[squid-users] Another timeout problem..(gigahertz card)

From: J. Lucha <[email protected]>
Date: Wed, 30 Jan 2002 17:39:33 -0800

I have a machine that was previously running RedHat 7.0 with
Squid 2.3.STABLE4-1, which I upgraded to 7.2 and Squid 2.4.STABLE1-6.

Because my boss wanted all our servers on a gigahertz backbone, I also
switched the network card from an Intel Etherexpress 100 to a Netgear
GA622T. In order to do that I had to upgrade the kernel, so I'm using
2.4.17.

Anyways, to the problem. The working configuration had no trouble at
all, but since making the switch, we get Read Timeouts all the time.
The odd thing is that the timeouts would occur instantly, so right
after you select a web page, the timeout page would appear right away.

The problem was so bad, that I tried downgrading Squid to the
2.3.STABLE4-1 version it was previously running. That helped the
problem quite a bit, but we still get it.

I've removed the cache_dir and had squid recreate it. I've tried using
the stock squid.conf from both versions of squid (the ones that ship
with RH7.0 and RH7.2). I've also tried the version on RedHat's erratta
page.

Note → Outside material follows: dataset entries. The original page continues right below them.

PR #2856, opened 2021-09-24
Vapor API WIP

StasJ:
This is an initial version of the Vapor API. It provides a basis to utilize the vapor through a scripting interface. It will also provide the ability to remove the majority of the control code from the GUI. The current functionality allows for rendering session files. For demo purposes, it compiles as an executable rather than as a library. In `vapi/main.cpp`, you can specify a session file to load as well as an image to output.

Note: you need to enable BUILD_PYTHON in cmake to build. Also, the test driver looks for a file named 'session.vs3' and outputs a file named 'out.png'


apps/CMakeLists.txt
```diff
@@ -28,6 +28,10 @@ if (BUILD_GUI)
 	endif()
 endif()
 
+if (BUILD_PYTHON)
+    add_subdirectory (vapi)
```
clyne, line 32: I assume everything except main.cpp in apps/vapi will moved to the lib directory?

apps/vapi/GLContextProviderMacOS.mm
```diff
@@ -0,0 +1,46 @@
+#include "GLContextProviderMacOS.h"
```
clyne, line 1: It looks like the source file in Objective-C. It would be good to add a comment to that effect as well as a brief explanation as to why not C++

apps/vapi/Log.cpp
```diff
@@ -0,0 +1,22 @@
+#include "Log.h"
```
clyne, line 1: Do we really need another logging facility? Can we not make use of the existing one that we have, and modify it if needed? It would be preferable to be consistent throughout the codebase.

apps/vapi/RenderManager.cpp
```diff
@@ -0,0 +1,239 @@
...
+
+#define INCLUDE_DEPRECATED_LEGACY_VECTOR_MATH
+#include <vapor/LegacyVectorMath.h>
+
+
+using namespace VAPoR;
+
+RenderManager::RenderManager(ControlExec *ce) : _controlExec(ce) {}
+
+RenderManager::~RenderManager() { delete _glManager; }
```
clyne, line 21: _glManager is not is not allocated in the constructor and  may not be initialized, no?

apps/vapi/RenderManager.cpp
```diff
@@ -0,0 +1,239 @@
...
+
+
+
+int RenderManager::Render(String imagePath)
+{
+    //    GL_ERR_BREAK();
+    if (!_glManager) _glManager = new GLManager;
+
+    static bool temp = false;
+    if (!temp) {
```
clyne, line 197: Can we use a member variable here?

apps/vapi/RenderManager.cpp
```diff
@@ -0,0 +1,239 @@
...
+        // TODO: REMOVE TEMP
+    }
+
+    Framebuffer defaultFB;
+    defaultFB.Generate();
+    defaultFB.SetSize(600, 480);
+    defaultFB.MakeRenderTarget();
+
+    getViewpointParams()->SetWindowSize(600, 480);
+    //    getViewpointParams()->SetValueLong(ViewpointParams::UseCustomFramebufferTag, "", true);
```
clyne, line 209: Can this be removed?

apps/vapi/RenderManager.cpp
```diff
@@ -0,0 +1,239 @@
...
+
+    _glManager->matrixManager->MatrixModeProjection();
+    _glManager->matrixManager->PushMatrix();
+    setUpProjMatrix();
+
+    _glManager->matrixManager->MatrixModeModelView();
+    _glManager->matrixManager->PushMatrix();
+    setUpModelViewMatrix();
+
+    int rc = _controlExec->EnableImageCapture(imagePath, getWinName());
```
clyne, line 221: We're not handling error messages generated from MyBase::SetErrMsg() here.

apps/vapi/Session.cpp
```diff
@@ -0,0 +1,154 @@
...
+
+    if (!p->GetProjectionString().empty()) {
+        options.push_back("-proj4");
+        options.push_back(p->GetProjectionString());
+    }
+
+    if (name.empty()) name = ControlExec::MakeStringConformant(FileUtils::Basename(files[0]));
+
+    OpenDataset(name, format, files, options);
+    return -1;
```
clyne, line 79: Should be 0, not -1. Correct?

apps/vapi/Session.cpp
```diff
@@ -0,0 +1,154 @@
...
+        LogWarning("Nothing to render");
+        return -1;
+    }
+
+    return _renderManager->Render(imagePath);
+}
+
+void Session::SetTimestep(int ts) { NavigationUtils::SetTimestep(_controlExec, ts); }
+
+void Session::loadAllParamsDatasets()
```
clyne, line 120: This method doesn't seem to handle error conditions (e.g. data sets that fail to open)

clyne (commented):
Nice work, Stas. A few comments and questions:

1. Presumably most of the new source file will move from apps/vapi to somewhere in 'lib'?
2. Is there a reason that we need yet another logging facility? For the sake of consistency it would certainly be preferable to find a way to make use of our existing error reporting mechanism (even if some refactoring is needed).
3. Given that this is work in progress would it make sense to create a feature branch rather than merging into main? I don't think there is any harm in merging this PR into main because it doesn't touch the existing code in any significant way. But as we move forward that may change. What are your thoughts, @sam, @stasj?

apps/vapi/Session.cpp
StasJ: Fixed, thanks.

apps/vapi/Session.cpp
StasJ: Yes, fixed.

apps/vapi/RenderManager.cpp
StasJ: They are configured to automatically output to STDERR.

apps/vapi/RenderManager.cpp
StasJ: Yes, but I left this in intentionally for later. It will either be used or removed by the final version.

apps/vapi/RenderManager.cpp
StasJ: This is some temporary code so the demo works for the WIP and there is a TODO reminder to remove it 2 lines down. It will be removed later.

apps/vapi/RenderManager.cpp
StasJ: Fixed, thanks.

apps/vapi/Log.cpp
StasJ: I added this because I believe it is a better fit for a python API than `WASP::MyBase` which works better for a GUI application. I can remove it eventually but I'd prefer to leave it during development as it has features that make debugging easier.

apps/vapi/GLContextProviderMacOS.mm
StasJ: The native macOS libraries are written Objective-C. I've added a comment in that regard.

apps/CMakeLists.txt
StasJ: Yes, I will move it later.

StasJ:
> Nice work, Stas. A few comments and questions:
> 
> 1. Presumably most of the new source file will move from apps/vapi to somewhere in 'lib'?

Yes, it is currently acting as a command line utility which is why I placed it in apps but I will move it eventually.

> 2. Is there a reason that we need yet another logging facility? For the sake of consistency it would certainly be preferable to find a way to make use of our existing error reporting mechanism (even if some refactoring is needed).

I added this because I believe it is a better fit for a python API than WASP::MyBase which works better for a GUI application. I can remove it eventually but I'd prefer to leave it during development as it has features that make debugging easier.

> 3. Given that this is work in progress would it make sense to create a feature branch rather than merging into main? I don't think there is any harm in merging this PR into main because it doesn't touch the existing code in any significant way. But as we move forward that may change. What are your thoughts, @sam, @StasJ?

I'm fine with doing either. We could just close the PR once the comments are addressed and have this be the feature branch.

apps/vapi/RenderManager.cpp
```diff
@@ -18,7 +18,10 @@ using namespace VAPoR;
 
 RenderManager::RenderManager(ControlExec *ce) : _controlExec(ce) {}
 
-RenderManager::~RenderManager() { delete _glManager; }
+RenderManager::~RenderManager()
+{
+    if (_glManager) delete _glManager;
```
clyne, line 23: Doesn't _glManager need to be explicitly initialized by the constructor?

StasJ: The constructor isn't currently guaranteed to have an OpenGL context.

clyne: Yes, i know. Doesn't it need to be zeroed (set to nulptr) in the constructor?

clyne:
> > Nice work, Stas. A few comments and questions:
> > 
> > 1. Presumably most of the new source file will move from apps/vapi to somewhere in 'lib'?
> 
> Yes, it is currently acting as a command line utility which is why I placed it in apps but I will move it eventually.
> 
> > 1. Is there a reason that we need yet another logging facility? For the sake of consistency it would certainly be preferable to find a way to make use of our existing error reporting mechanism (even if some refactoring is needed).
> 
> I added this because I believe it is a better fit for a python API than WASP::MyBase which works better for a GUI application. I can remove it eventually but I'd prefer to leave it during development as it has features that make debugging easier.
> 
> > 1. Given that this is work in progress would it make sense to create a feature branch rather than merging into main? I don't think there is any harm in merging this PR into main because it doesn't touch the existing code in any significant way. But as we move forward that may change. What are your thoughts, @sam, @StasJ?
> 
> I'm fine with doing either. We could just close the PR once the comments are addressed and have this be the feature branch.

@StasJ, what I'm hoping to avoid is having to re-review the same code later, but at the same time I understand the need to have some of the code be a WIP that should be cleaned up later. I also don't want us to rely on anyone's memory to go back and remove temporary code, commented out code etc.  Perhaps the way to proceed here is to open an issue that identifies the cleanup items, and get this PR merged. Whether it should be merged to main or to a feature branch is another topic. Thoughts on this?

StasJ:
> > > Nice work, Stas. A few comments and questions:
> > > 
> > > 1. Presumably most of the new source file will move from apps/vapi to somewhere in 'lib'?
> > 
> > 
> > Yes, it is currently acting as a command line utility which is why I placed it in apps but I will move it eventually.
> > > 1. Is there a reason that we need yet another logging facility? For the sake of consistency it would certainly be preferable to find a way to make use of our existing error reporting mechanism (even if some refactoring is needed).
> > 
> > 
> > I added this because I believe it is a better fit for a python API than WASP::MyBase which works better for a GUI application. I can remove it eventually but I'd prefer to leave it during development as it has features that make debugging easier.
> > > 1. Given that this is work in progress would it make sense to create a feature branch rather than merging into main? I don't think there is any harm in merging this PR into main because it doesn't touch the existing code in any significant way. But as we move forward that may change. What are your thoughts, @sam, @StasJ?
> > 
> > 
> > I'm fine with doing either. We could just close the PR once the comments are addressed and have this be the feature branch.
> 
> @StasJ, what I'm hoping to avoid is having to re-review the same code later, but at the same time I understand the need to have some of the code be a WIP that should be cleaned up later. I also don't want us to rely on anyone's memory to go back and remove temporary code, commented out code etc. Perhaps the way to proceed here is to open an issue that identifies the cleanup items, and get this PR merged. Whether it should be merged to main or to a feature branch is another topic. Thoughts on this?

I am okay with opening an issue. We could just leave those comments unresolved and open an issue linking to this PR to resolve the unresolved comments before the final PR is accepted.

apps/vapi/RenderManager.cpp
StasJ: It is initialized to `nullptr` in the class declaration.

clyne:
Opening a separate issue to resolve unresolved comments in this PR seems both efficient, and the least likely to missing something. Let's try that.

StasJ:
> Opening a separate issue to resolve unresolved comments in this PR seems both efficient, and the least likely to missing something. Let's try that.

Done: #2869

clyne:
Great. I will approve as soon as the ubuntu test failures are resolved.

Always starting from a clean slate by removing the cache_dir.
They all have the problem.

I've also tried not using the default timeout values by changing them to
what I think should be really high values, and the timeout page still
comes up instantly.

I noticed that the problem would seem to happen more frequently on
larger pages, so I tried increasing the values for the variables that
referenced size such as request_body_max_size. That didn't help either.

I've also double checked that I didn't compile in ecn by checking that
/sbin/sysctl -a |grep ecn had a value of zero.

I've even taken another RH7.2 machine, copied the kernel to it, and ran
squid 2.4.STABLE1-6 from RedHat's errata page on it. This other
machine has had no problem with any pages (granted I only moved ten
users on to it)

The only setting in the squid.conf file I changed from the default
was the cache_dir so that it would be on it's own partition.

The only thing I can think of is the fact that the server is using
a gigahertz card, that some autocalculated timeout is being hit because
the main pipeline to our business is not fast enough.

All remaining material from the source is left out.